The review included 16 studies involving 1487 parents. Many parents had prior genetic testing experience or genetics-related exposure. The studies used diverse methodologies (qualitative, quantitative, and mixed methods) to assess understanding. **Parent Actual Understanding:** Parents demonstrated good understanding of GS/ES' potential to provide a more comprehensive diagnosis and improved clinical management compared to other genetic tests, and of its potential psychological benefits (e.g., relief of guilt, peace of mind). However, understanding was weaker regarding the scope of GS/ES, the distinction between different types of genetic tests, the depth of DNA analysis, the probability of obtaining secondary findings, and data privacy and confidentiality. There was some mis-understanding about de novo vs. inherited variants, and the implications of *not* finding a causative genetic variant. There were inconsistencies in parental understanding around the nature of secondary findings, including what conditions could be associated with secondary findings and whether parents would be informed about all secondary findings or only clinically actionable ones. Some parents misunderstood that a lack of a causative variant does not eliminate the possibility of a genetic cause or the risk to siblings. **Parent Perceived Understanding:** Results on perceived understanding were mixed. Studies reported varying levels of parental confidence in their understanding, with greater confidence in understanding voluntary participation and benefits of testing but less confidence in understanding potential discrimination and implications of secondary findings. One study showed a positive correlation between baseline actual understanding and perceived understanding after receiving results. **Factors Associated with Understanding:** Higher education levels, genetic understanding, health literacy, higher income, English proficiency, non-Hispanic white ethnicity, and greater cultural acculturation were associated with stronger actual understanding. Genetic counseling consultations significantly improved understanding.

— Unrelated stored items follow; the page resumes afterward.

PR #209, opened 2023-03-09
CRYP-199: As a User, I want to filter my Bitcoin wallet transactions by contact, so that I can search for specific transaction senders and receivers

alexbara2000:


narroarrow (approved):

alexbara2000:
image

image

image

alexbara2000:
image

packages/client/screens/filters/FilterScreen.tsx
```diff
@@ -44,14 +52,20 @@ export default function FilterScreen({ route, navigation }: HomeStackScreenProps
                     setFilterByDate(filtersByDate[0]);
                     route.params.setFilters([filtersByTransaction[0], filtersByDate[0]]);
                     route.params.setIsUsingSavedFilter(false);
+                    route.params.setContactFilters([]);
                     setIsFilterSaved(false);
+                    navigation.goBack();
```
jason-gerard, line 57: I'm not sure the reset link should make the nav go back to the txn list, can you double check this?

packages/client/screens/filters/FilterScreen.tsx
```diff
@@ -132,9 +146,41 @@ export default function FilterScreen({ route, navigation }: HomeStackScreenProps
...
+            <Box marginTop="20px" />
+            {!(
+                filterByTransaction === filtersByTransaction[0] &&
+                filterByDate === filtersByDate[0] &&
+                filterByContact.length === 0
+            ) &&
                 (!isFilterSaved ||
-                    !(filterByTransaction === route.params.filters[0] && filterByDate === route.params.filters[1])) && (
+                    (!(filterByTransaction === route.params.filters[0] && filterByDate === route.params.filters[1]) &&
+                        filterByContact.length === 0)) && (
```
jason-gerard, line 183: I think it should be like this no? where its inside the negation. I might be wrong though if you tested all the different cases, the logic gets confusing
```suggestion
                    (!(filterByTransaction === route.params.filters[0] && filterByDate === route.params.filters[1] && filterByContact.length === 0))) && (
```

packages/client/services/filter_service.ts
```diff
@@ -70,5 +71,12 @@ export function filterTransctions(
         }
     });
 
+    if (contactFilters.length !== 0) {
+        transactions = transactions.filter(
+            (transaction) =>
+                contactFilters.includes(transaction.contactIn?.contactName ?? "") ||
+                contactFilters.includes(transaction.contactOut?.contactName ?? ""),
```
jason-gerard, line 78: The logic right now will include transactions that aren't associated with a contact which isn't right. If contact name is null then `contactFilters.includes("")` will be true always. Just check before the includes if one is present, if not then shortcircuit

```suggestion
                transaction.contactIn?.contactName && contactFilters.includes(transaction.contactIn.contactName) ||
                transaction.contactOut?.contactName && contactFilters.includes(transaction.contactOut.contactName),
```

jason-gerard (approved):
Pretty good work with the bad initial code base, a lot of technical debt here. Shouldn't be to hard to make it work with ETH probably just some checks to make sure everything works and then its a very similar thing to get it to work with tags now.

Andre-Ibrahim (approved):
Looks good

packages/client/services/filter_service.ts
alexbara2000: that was kinda the idea. I wanted to include transactions without a contact. But looking back it does not make sense

PR #211, opened 2023-03-11
CRYP-37: As a User, I want to filter my Ethereum wallet transactions by tag, so that I can search for specific transaction characteristics

alexbara2000:
image

image

image

### DIFF
--- a/packages/client/screens/filters/FilterScreen.tsx
+++ b/packages/client/screens/filters/FilterScreen.tsx
@@ -11,6 +11,7 @@ import SaveFilterActionSheet from "../../components/SaveFilterActionSheet";
 import { fasBookmark } from "../../components/icons/solid/fasBookmark";
 import { farChevronRight } from "../../components/icons/regular/farChevronRight";
 import { useIsFocused } from "@react-navigation/native";
+import TagItem from "../../components/tags/TagItem";
 
 export default function FilterScreen({ route, navigation }: HomeStackScreenProps<"FilterScreen">) {
     const isFocused = useIsFocused();
@@ -25,6 +26,7 @@ export default function FilterScreen({ route, navigation }: HomeStackScreenProps
     const [filterByDate, setFilterByDate] = React.useState(route.params.filters[1] || filtersByDate[0]);
 
     const [filterByContact, setFilterByContact] = React.useState<string[]>([]);
+    const [filterByTag, setFilterByTag] = React.useState<string[]>([]);
 
     type RadioProps = {
         value: string;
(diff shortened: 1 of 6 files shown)


packages/client/screens/filters/FilterScreen.tsx
```diff
@@ -180,20 +188,82 @@ export default function FilterScreen({ route, navigation }: HomeStackScreenProps
...
+                            <HStack space={"10px"} alignItems={"center"}>
+                                <Text size={"subheadline"} fontWeight={"semibold"}>
+                                    {tag}
+                                </Text>
+                            </HStack>
+                        </Pressable>
+                    ))}
+                    <FontAwesomeIcon icon={farChevronRight} style={styles.chevronRightIcon} size={16} />
+                </HStack>
+            </Pressable>
```
jason-gerard, line 222: Why is this duplicated

packages/client/screens/filters/FilterScreen.tsx
```diff
@@ -180,20 +188,82 @@ export default function FilterScreen({ route, navigation }: HomeStackScreenProps
...
                 ) &&
                     (!isFilterSaved ||
                         !(
                             filterByTransaction === route.params.filters[0] &&
                             filterByDate === route.params.filters[1] &&
-                            filterByContact.length === 0
-                        )) && (
+                            filterByContact.length === 0 &&
+                        filterByTag.length === 0&&
+                        filterByTag.length === 0)) && (
```
jason-gerard, line 266: and this also?

packages/client/screens/filters/FilterScreen.tsx
```diff
@@ -264,4 +335,14 @@ const styles = StyleSheet.create({
         marginLeft: "auto",
         marginRight: 5,
     },
+    tags: {
+        marginBottom: -13,
+    },
```
jason-gerard, line 340: What is this for?

jason-gerard (commented):
Good start, seems pretty messy. Confused by the duplicate code... Any reason for this?

jason-gerard:
You can run the linter with the command `yarn run lint:fix` in the root of the project

packages/client/screens/filters/FilterScreen.tsx
alexbara2000: good question, I think it is the rebase

jason-gerard (approved):

Andre-Ibrahim (approved):
To micro optimize the cli 's runtime you can do `yarn lint:fix` instead of `yarn run lint:fix`. This reduces the amount of characters the CLI needs to parse.

alexbara2000:
Thank you for the input. Further micro optimization can also be done if you run "yarn" instead of "yarn install". But that brings us to quantum computer science so it gets tricky.

PR #214, opened 2023-03-17
CRYP-269: Add Bitcoin wallet by scanning a QR code

domsec:
JIRA: https://cryptify.atlassian.net/browse/CRYP-269

## Changes

- Add a QR code icon in the wallet address input field in the `Add a Bitcoin Wallet` screen
- Ask the user the grant camera permission for the associated device when pressing the QR Code icon if not previously granted
    - Note: `"Expo Go" Would Like to Access the Camera` and the associated description will be replaced to the correct text as shown in the UI mockups when the app is built 
- Add a barcode scanner camera screen to allow the user to scan a Bitcoin wallet's QR code
- Add a `CurrencyTypeUILabels` enum that can be used to display the correct text format for the currency type names in the UI
- Add tests to make sure everything is working and matches UI mockups
- Add a `signIn()` test utils method (We should refactor all tests to use this method since all of them are copy and pasting the same code)

334137453_172450775612088_1870323913219142942_n
334592372_159628150020016_7593541348376667229_n
333374581_1227702031199750_5427358499279210083_n
333426722_226687619771057_6942686998771329474_n
333763653_1248450815878285_5622672659675623803_n
334000754_724139606106489_2791955619930165346_n


packages/client/components/QRCodeScannerInputIcon.tsx
```diff
@@ -0,0 +1,72 @@
...
+            } else {
+                // eslint-disable-next-line @typescript-eslint/ban-ts-comment
+                // @ts-ignore
+                if (previousPermission.status == "undetermined" && !permission.granted) {
+                    return;
+                } else {
+                    cameraAccessDeniedAlert();
+                }
+            }
+        });
```
jason-gerard, line 57: Generally try to avoid callbacks especially if its scoped as async

```suggestion
        const permission = await requestPermission();
        if (permission.granted) {
            props.navigation.navigate("QRCodeScannerScreen", {
                fieldKey: props.fieldKey,
                setFieldValue: props.setFieldValue,
                currencyType: props.currencyType,
            });
        } else {
            // eslint-disable-next-line @typescript-eslint/ban-ts-comment
            // @ts-ignore
            if (previousPermission.status == "undetermined" && !permission.granted) {
                return;
            } else {
                cameraAccessDeniedAlert();
            }
        }
```

packages/client/components/QRCodeScannerInputIcon.tsx
```diff
@@ -0,0 +1,72 @@
...
+        requestPermission().then((permission) => {
+            if (permission.granted) {
+                props.navigation.navigate("QRCodeScannerScreen", {
+                    fieldKey: props.fieldKey,
+                    setFieldValue: props.setFieldValue,
+                    currencyType: props.currencyType,
+                });
+            } else {
+                // eslint-disable-next-line @typescript-eslint/ban-ts-comment
+                // @ts-ignore
```
jason-gerard, line 50: SonarQube will yell at is for using ts-ignore since it messes with the compiler is there an es-lint rule we can use directly instead? Maybe fix the issue if its easy enough too?

packages/client/screens/QRCodeScannerScreen.tsx
```diff
@@ -0,0 +1,241 @@
...
+                        </Box>
+                    );
+                },
+            });
+        }
+    };
+
+    // eslint-disable-next-line @typescript-eslint/ban-ts-comment
+    // @ts-ignore
+    const handleBarCodeScanned = async ({ data, bounds }) => {
```
jason-gerard, line 59: I'm guessing the error was no implicit any, this should fix it

```suggestion
    const handleBarCodeScanned = async ({ data, bounds }: any) => {
```

packages/common/src/domain/currency_type_ui_labels.ts
```diff
@@ -0,0 +1,6 @@
+export enum CurrencyTypeUILabels {
+    ETHEREUM = "Ethereum",
+    BITCOIN = "Bitcoin",
+}
+
+export const currencyTypeUILabels = [CurrencyTypeUILabels.BITCOIN, CurrencyTypeUILabels.ETHEREUM] as const;
```
jason-gerard, line 6: Nit: Screaming snake case for constants

```suggestion
export const CURRENCY_TYPE_UI_LABELS = [CurrencyTypeUILabels.BITCOIN, CurrencyTypeUILabels.ETHEREUM] as const;
```

jason-gerard (approved):

packages/common/src/domain/currency_type_ui_labels.ts
domsec: We might have the same syntax in other similar files. Definitely something we should look at later this sprint since it'll be a small refactor.

narroarrow (approved):

PR #220, opened 2023-03-20
CRYP-200: As a User, I want to edit an Ethereum wallet, so that I can change the wallet name

alexbara2000:
-Added frontend for wallet name edit
-added backend for eth

image

image

image

### DIFF
--- a/packages/api/src/gateways/edge-gateway/btc_edge_gateway_strategy.ts
+++ b/packages/api/src/gateways/edge-gateway/btc_edge_gateway_strategy.ts
@@ -25,7 +25,7 @@ export class BtcEdgeGatewayStrategy extends AbstractEdgeGatewayStrategy {
 
     async updateWallet(req: UpdateWalletRequest): Promise<WalletWithBalance> {
         const path = `users/${req.userId}/wallets/${req.address}`;
-        return this.request<WalletWithBalance>(Method.PUT, {}, path, null);
+        return this.request<WalletWithBalance>(Method.PUT, {}, path, req);
     }
 
     async getWallets(req: GetWalletsRequest): Promise<WalletWithBalance[]> {
--- a/packages/api/src/gateways/edge-gateway/btc_edge_gateway_strategy.ts
+++ b/packages/api/src/gateways/edge-gateway/btc_edge_gateway_strategy.ts
@@ -8,6 +8,7 @@ import { GetTransactionsRequest } from "@cryptify/common/src/requests/get_transa
 import { Transaction } from "@cryptify/common/src/domain/entities/transaction";
 import { Method } from "@cryptify/common/src/utils/gateway/abstract_gateway";
 import { DeleteWalletRequest } from "@cryptify/common/src/requests/delete_wallet_request";
+import { UpdateWalletRequest } from "@cryptify/common/src/requests/update_wallet_request";
 
 @Injectable()
 export class BtcEdgeGatewayStrategy extends AbstractEdgeGatewayStrategy {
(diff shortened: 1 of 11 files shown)


packages/api/src/gateways/edge-gateway/eth_edge_gateway_strategy.ts
```diff
@@ -22,6 +23,11 @@ export class EthEdgeGatewayStrategy extends AbstractEdgeGatewayStrategy {
         return this.request<WalletWithBalance>(Method.POST, {}, path, req);
     }
 
+    async updateWallet(req: UpdateWalletRequest): Promise<WalletWithBalance> {
+        const path = `users/${req.userId}/wallets/${req.address}`;
+        return this.request<WalletWithBalance>(Method.PUT, {}, path, req);
+    }
```
jason-gerard, line 29: You aren't passing any request here, this won't work

jason-gerard (commented):
Please test your code before submitting it for review.

packages/api/src/gateways/edge-gateway/eth_edge_gateway_strategy.ts
alexbara2000: It works

alexbara2000: I think you are referring to the the implementation for btc_edge that has null in the request which will not work. Btc implementation is another feature so I will do it in the other pull request..

packages/api/src/gateways/edge-gateway/btc_edge_gateway_strategy.ts
```diff
@@ -22,6 +23,11 @@ export class BtcEdgeGatewayStrategy extends AbstractEdgeGatewayStrategy {
         return this.request<WalletWithBalance>(Method.POST, {}, path, req);
     }
 
+    async updateWallet(req: UpdateWalletRequest): Promise<WalletWithBalance> {
+        const path = `users/${req.userId}/wallets/${req.address}`;
+        return this.request<WalletWithBalance>(Method.PUT, {}, path, null);
```
jason-gerard, line 28: ?

packages/api/src/gateways/edge-gateway/btc_edge_gateway_strategy.ts
```diff
@@ -22,6 +23,11 @@ export class BtcEdgeGatewayStrategy extends AbstractEdgeGatewayStrategy {
...
+    }
```
Andre-Ibrahim, line 29: Update null to req before merging so you dont forget in your next pr

packages/eth-edge/src/services/wallets.service.ts
```diff
@@ -98,4 +99,17 @@ export class WalletsService {
 
         return new WalletBuilder().setWallet(wallet).setBalance(balance).build();
     }
+
+    async update(updateWalletReq: UpdateWalletRequest): Promise<WalletWithBalance> {
+        const [, balance] = await Promise.all([
+            this.walletRepository.update(
```
jason-gerard, line 105: This is fine but its better to use save() instead for the active object design pattern

jason-gerard (approved):

Andre-Ibrahim (approved):
Looks good just dont forget to fix the btc gateway before merging

packages/api/src/gateways/edge-gateway/btc_edge_gateway_strategy.ts
alexbara2000: To be done in the next PR

alexbara2000: nvm I did it

packages/eth-edge/src/services/wallets.service.ts
alexbara2000: You are right, using save instead of update is a well needed micro optimization

PR #221, opened 2023-03-20
CRYP-200: As a User, I want to edit a Bitcoin wallet, so that I can change the wallet name

alexbara2000:
Same as CRYP-201


jason-gerard (approved):
Good job. Can you fill out the description with the Jira ticket and changes

PR #249, opened 2023-03-31
CRYP-352: Fix transaction filter screens to matching UI mockups

domsec:
JIRA: https://cryptify.atlassian.net/browse/CRYP-352

## Fix

- Refactored `Filter by Transaction` to match UI mockups
- Moved `Filter by Date` to a separate screen
- Fixed saved filters not storing contacts and tags in the database
- Fixed the `Reset` button in the filter screen not properly resetting all filters across screens
- Fixed filter states not properly persisting between transaction list and filter screen(s)
- Updated tag filter badges in transaction list to match UI mockups
- Fix `Save this filter` not properly displaying/hiding 
- Refactor tag badge order to match specs
- Refactoring spacing/styling to match UI mockups
- Fixed all associated system tests

337008825_5525204817581441_6127166996984588362_n
337146897_618328433003381_3662064867418442761_n
337106307_1289887598324883_6885027930020036483_n
337298563_1211131732713176_5488726456627263067_n
337037127_231712736186305_6752166480453125614_n
334687952_180184301482257_7535258643205648768_n
337172777_2184726268390259_2390752876109899885_n

### DIFF
--- a/packages/client/screens/filters/FilterScreen.tsx
+++ b/packages/client/screens/filters/FilterScreen.tsx
@@ -51,7 +51,6 @@ export default function FilterScreen({ route, navigation }: HomeStackScreenProps
                 onPress={() => {
                     setFilterByTransaction(filtersByTransaction[0]);
                     setFilterByDate(filtersByDate[0]);
-                    route.params.setIsUsingSavedFilter(false);
                     setFilterByContact([]);
                     setFilterByTag([]);
                     setIsFilterSaved(false);
@@ -78,10 +77,10 @@ export default function FilterScreen({ route, navigation }: HomeStackScreenProps
                             onPress={() =>
                                 navigation.navigate("SavedFiltersScreen", {
                                     currencyType: route.params.wallet.currencyType,
-                                    setFilters: route.params.setFilters,
                                     setFilterByTransaction,
                                     setFilterByDate,
-                                    setIsUsingSavedFilter: route.params.setIsUsingSavedFilter,
+                                    setFilterByContact,
+                                    setFilterByTag,
                                     setIsFilterSaved,
                                 })
                             }
@@ -153,6 +152,7 @@ export default function FilterScreen({ route, navigation }: HomeStackScreenProps
                             setFilters: route.params.setFilters,
                             filterByDate,
                             setFilterByDate,
+                            setIsFilterSaved,
                         })
                     }
                 >
@@ -175,6 +175,7 @@ export default function FilterScreen({ route, navigation }: HomeStackScreenProps
                             setFilters: route.params.setFilters,
                             filterByContact,
                             setFilterByContact,
+                            setIsFilterSaved,
                         })
                     }
                 >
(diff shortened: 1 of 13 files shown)


narroarrow (approved):

packages/client/screens/filters/FilterScreen.tsx
```diff
@@ -104,184 +92,196 @@ export default function FilterScreen({ route, navigation }: HomeStackScreenProps
...
-                    <Box style={styles.RadioItem} key={option}>
-                        <Radio key={option} value={option} color={"darkBlue.500"}>
-                            {option}
-                        </Radio>
-                    </Box>
-                ))}
-            </Radio.Group>
-        );
-    }
+    function renderFilterByContact() {
```
jason-gerard, line 95: you can just do filterByContact.join(", ") here

packages/client/screens/filters/FilterScreen.tsx
```diff
@@ -104,184 +92,196 @@ export default function FilterScreen({ route, navigation }: HomeStackScreenProps
...
+            </ScrollView>
+            <Box style={styles.applyFiltersButtonContainer}>
                 <Button
-                    style={styles.applyButton}
                     isDisabled={
                         filterByTransaction === route.params.filters[0] &&
                         filterByDate === route.params.filters[1] &&
-                        filterByContact.length === 0 &&
-                        filterByTag.length === 0
+                        JSON.stringify(filterByContact) === JSON.stringify(route.params.contactFilters) &&
```
jason-gerard, line 259: Why change checking length to the values?

jason-gerard (approved):
Looks good, since some of the filtering was changed specifically the custom filter option. does that effect the saved filter feature or the data passed is still the same? They are pretty couples unfortunately so there might be some cascading going on

packages/client/screens/filters/FilterScreen.tsx
domsec: Because of the way the contact and tag filters were originally created, there were scenario's where even if the `filterByContact`/`filterByTag` were "empty", we'd still want the button to be enabled since those changes no longer persist to the transaction list until pressing the `Apply filters` button. So for example if you removed all such filters, you wouldn't be able to apply those changes to the transaction list and thus the transaction list would still have those old filters applied. 

Hence why this check is needed.

domsec:
> Looks good, since some of the filtering was changed specifically the custom filter option. does that effect the saved filter feature or the data passed is still the same? They are pretty couples unfortunately so there might be some cascading going on

I made sure to not mess with it at all because like you said they are all very coupled together. So there's extra pre-processing going on unfortunately to make sure everything remains intact. The only change done to the save filter stuff was making sure the contacts and tags are actually getting saved in the db whereas they never were before.

packages/client/screens/filters/FilterScreen.tsx
domsec: Good catch, for some reason I didn't think of this.

PR #250, opened 2023-03-31
CRYP-271: Remove ungranted QR code camera permissions system tests

domsec:
JIRA: https://cryptify.atlassian.net/browse/CRYP-271

## Changes

- All QR code ungranted camera permissions have been removed as outlined in the added comments to each system test file.
   - In short, these tests cannot be executed due to the limitation of Detox in relation to Android emulators (camera permissions are always granted and cannot be changed) and our current inability to run such tests on an iOS emulator. Therefore, having a test that is always guaranteed to pass based on the old code would be useless.


jason-gerard (approved):

jason-gerard (commented):
Lint fix

Andre-Ibrahim (approved):
makes sense 👍

PR #251, opened 2023-03-31
CRYP-000: Add gif recordings for release 3

jason-gerard:


domsec (approved):
Looks good. Just confirm that the removed QR code related system tests are included. I don't see them but just want to make sure that is indeed the case.

jason-gerard:
> Looks good. Just confirm that the removed QR code related system tests are included. I don't see them but just want to make sure that is indeed the case.

Yea since they were skipped on Android they won't show either way

Andre-Ibrahim (approved):

Issue #2199, opened 2023-11-27
[Captures] and [Asserts]: add support for query parameters parsing


Muntaner:
### Problem to solve

Maybe this is a very specific use-case, so I don't know if it's very useful and worth a feature implementation, (and maybe there is a macro for this and I ignored it - first times using hurl :) ), but in one of my hurls I had the need to parse query parameters that were specified in a JSON returned body field, in order to use them in a subsequent request.
Specifically, returned body:
```
{
    ...
    "url": "https://domain.net?param1=foo&param2=bar"
    ...
}
```

To parse param1 and param2 and use those in a subsequent request, I used the regex macro in my [Captures] section:
```
[Captures]
param1: jsonpath "$.url" regex "param1=(.*)" split "&" nth 0
param2: jsonpath "$.url" regex "param2=(.*)"
```
Which works, but is a bit tricky.

### Proposal

Add a specific API for parsing query params in [Captures] and [Asserts] sections. Something in the like:
```
[Captures]
param1: jsonpath "$.url" queryparam "param1"
```
### Tasks to complete

- [ ] Support query parameters parsing

fabricereix:
Hi @Muntaner,
This seems indeed quite specific.
But at the same time, it's nice to be able to process url easily.
It could be reused for example to extract parameters from a redirect (`Location` header).
I would say why not.

jcamiel:
@fabricereix I've myself needed to do exactly this => extract a token from a location header

```hurl
GET http://localhost:8081/token?role=admin
HTTP 302
[Captures]
token: header "Location" regex /token=(.*)/ urlDecode
```

When header `Location` looks like <http://localhost:4200/login?token=6SMbikWdnvOHDVKns4MP>

The regex is indeed error prone and a `queryParam` filter could be nice:

```hurl
GET http://localhost:8081/token?role=admin
HTTP 302
[Captures]
token: header "Location" queryParam "token"
```
 
Now that I need this, I think we have to do it 😆

ashishajr:
Hey @jcamiel, I'd love to take this up next. The changes for this filter would be akin to adding base64 filters right?

jcamiel:
Thanks for being pro-active @ashishajr I'm sorry I can't follow all the contribution right now, so for the next version 6.1.0 we'll not take new changes/PR into account unless it's a bug correction.

ashishajr:
[...]

PR #3919, opened 2025-03-27
Add urlQueryParam filter

ashishajr:
# Description
Add `urlQueryParam` filter and unit tests

# Related Issue
#2199 

# Other
Hey @jcamiel, I had a couple of questions on implementing the filter
1. While looking for ways to verify if the URL is valid I found the `eval_url`, as it expects a `&Template` instead of `String` I kinda copied over parts of the function into the `urlQueryParam` filter. Please do let me know if this works or if I have to change how it's done
https://github.com/Orange-OpenSource/hurl/blob/73d2d07e5ee512b19f571e936ee03f1a1839fee7/packages/hurl/src/runner/request.rs#L147-L159

3. Similar to `jsonpath` query, when the user given `param` does not exist in the URL the filter returns a `None` instead of an error, this would be the correct way to go about it, right?
https://github.com/Orange-OpenSource/hurl/blob/b475541b553b01f7a3f9bf98e971b3faf387be56/packages/hurl/src/runner/filter/url_query_param.rs#L41-L44

Would love your feedback :D


packages/hurl/src/runner/filter/url_query_param.rs
```diff
@@ -0,0 +1,157 @@
...
+            Ok(url) => {
+                let params = url.query_params();
+                let result = params.iter().find(|p| p.name == param);
+                match result {
+                    Some(param) => Ok(Some(Value::String(param.value.clone()))),
+                    None => Ok(None),
+                }
+            }
+            Err(err) => {
+                let message = if let HttpError::InvalidUrl(_, message) = err {
```
jcamiel, line 47: Yes @ashishajr effectively, this code is not ideal, `Url::from_str` returns only one variant possible which is always `HttpError::InvalidUrl`. I'm going to change it it the `eval_url`function, we can keep it here and I will chnage it also after your PR.

jcamiel (approved):
Everything looks OK @ashishajr effectively we should returns `None` if we apply `urlQueryParam` to an URL which doesn't have this param, and an error if we applied it to a non URL.

I will modify `Url::from_str` because the implementation can return only one type of error.

packages/hurl/src/runner/filter/url_query_param.rs
```diff
@@ -0,0 +1,157 @@
+use std::str::FromStr;
```
jcamiel, line 1: This import should be moved under the license header

ashishajr: Fixed! Thanks, had missed that it auto imported at the top

packages/hurl/src/runner/filter/url_query_param.rs
ashishajr: Sounds good, thanks a lot!

Out of curiosity, would each type of `HttpError` need to be handled? When parsing a string for URL wouldn't the only error possibly be `InvalidUrl`?

ashishajr:
@jcamiel, I've resolved the import to be below the license header. I'll start working on the integration tests, thanks!

packages/hurl/src/runner/filter/url_query_param.rs
jcamiel: Yes exactly, we should return a new specific error from `Url::from_str`. We wanted to reuse the error `HttpError` from the inner module `http` even if this method can returns only the `HttpError::InvalidUrl` variant. This is not good because it forces us to match against every variant even if you can possibly have only one. It's excatly what I'm going to change

jcamiel (approved):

The findings demonstrate variability in parental understanding of GS/ES, highlighting the need for improved communication and support for healthcare professionals. While parents generally understood the potential benefits, comprehension of risks, particularly regarding secondary findings and data usage, was less robust. The study's findings support the need for thorough pre-test counseling, tailored to individual family needs and literacy levels, emphasizing potential limitations as well as benefits. The emotional intensity of the situation should be acknowledged and addressed during the informed consent process. The significant improvement in understanding associated with genetic counseling underscores the value of providing such consultations.

Parents appreciate GS/ES' potential benefits, but understanding of risks related to secondary findings and data usage needs improvement. Variability in perceived understanding is also evident. Healthcare professionals should strive to thoroughly assess parental understanding, tailor information accordingly, and provide ongoing support. Future research should use validated measures to comprehensively assess both actual and perceived understanding, explore the impact of different counseling interventions, and investigate the relationship between understanding, satisfaction, and psychosocial factors.

The review's limitations include the focus on English-language studies, the exclusion of certain conditions, the heterogeneity of study methodologies, and the limited data on perceived understanding. The variability in study contexts and the different stages at which understanding was assessed also limit direct comparison of findings. The authors did not control for differences in counseling provided or access to resources.